Affiliated with the Royal Western Australian Historical Society, the Society is a vital conduit for the disparate heritage and history issues in the Shire area. In earlier times a group of scattered communities linked by the railway branches that now constitutes the Railway Reserve Heritage Trail.

==Overview==
The Mundaring and Hills Historical Society was formed in 1989. Prior to this historical and heritage issues in the Hills region saw significant losses of information, and loss of details of people and properties. The Society has corrected this, being able to attract significant funding and patronage to maintain a museum and to collect a wide range of materials and information. It is also one of the organisations heavily involved in the annual Trek the Trail that utilises sections of the Railway Reserve Heritage Trail as an outdoor event.

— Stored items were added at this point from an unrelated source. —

PR #1221, opened 2023-03-13
[ARCTIC-1025][FLINK] Fix data duplication even if there is a primary key table with upsert enabled

### LINKED ISSUE #1025: [Bug]: The same _file_offset in the Change Store causes data duplication even if there is a primary key table with upsert enabled

lklhdu:
FIX #1025 

To make sure only one primary key in key table with upsert enabled, it's necessary to delete data firstly when update_after not followed by update_before.

It may lead to some unnecessary delete data if there are some data interspersed with other primary key data. e.g. K1-UB, K2-UB, K1-UA, K2-UB
## Brief change log

  - The flink 1.12 and 1.14, 1.15 versions are affected.

## How was this patch tested?

## Documentation


core/src/main/java/com/netease/arctic/io/writer/BaseTaskWriter.java
```diff
@@ -123,6 +123,10 @@ public void close() throws IOException {
     writerHolder.close();
   }
 
+  public PrimaryKeyData getPrimaryKey() {
```
zhoujinsong, line 126: I'd recommend making this method to be `protected`.

zhoujinsong (approved):
LGTM.

flink/v1.12/flink/src/main/java/com/netease/arctic/flink/write/FlinkChangeTaskWriter.java
```diff
@@ -76,4 +96,25 @@ protected ChangeAction action(RowData data) {
...
+      primaryKey.primaryKey(asStructLike(row));
+      PrimaryKeyData copyKey = primaryKey.copy();
+
+      if (RowKind.UPDATE_AFTER.equals(rowKind)) {
+        if (!hasUpdateBeforeKeys.contains(copyKey)) {
+          row.setRowKind(RowKind.INSERT);
+        }
+        hasUpdateBeforeKeys.remove(copyKey);
+      } else {
+        hasUpdateBeforeKeys.add(copyKey);
```
YesOrNo828, line 116:
```suggestion
        PrimaryKeyData copyKey = primaryKey.copy();
        hasUpdateBeforeKeys.add(copyKey);
```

The Mundaring and Hills Historical Society was a finalist in the 2011 Western Australian Heritage Awards.

==Projects==
Projects that the Mundaring and Hills Historical Society have been involved in include:
- Childow Proclamation Train Sculpture 2004 – to mark the 175th anniversary of Western Australia and Proclamation Day 2004. Chidlow was the last stopping point, prior to entering Perth, for the WA Governor's train carrying WA's first constitution in 1890. The MHHS was successful in obtaining a grant for the purpose of marking this event.
- Parkerville Roll of Honour Restoration 2004 – Restoration was made possible via a grant from the ANZAC Day Working Group's Small Grant Scheme and with a significant contribution by the local Ratepayers and Residents Group. Mundaring and Hills Historical Society researched the Roll and were able to provide new insights into the men honoured on the roll.

==Publications==
- Mundaring and Hills Historical Society (2000). "Patchwork of memories : the story of women in Mundaring whose lives made a difference"
- Duckham, Ian (2011). "All fired up : a history of the volunteer bush fire brigades in the Shire of Mundaring 1903-2010"
- Bertola, Shelley (1997). "Mundaring centenary, 1898-1998"
- Mundaring Arts Centre. "Memory rewind play"

==Mundaring District Museum==
The Society has its operational headquarters in a heritage property – the brick and iron Mundaring Station Master's House. The Society also operates a museum in the former Mundaring School building, known as the Mundaring District Museum.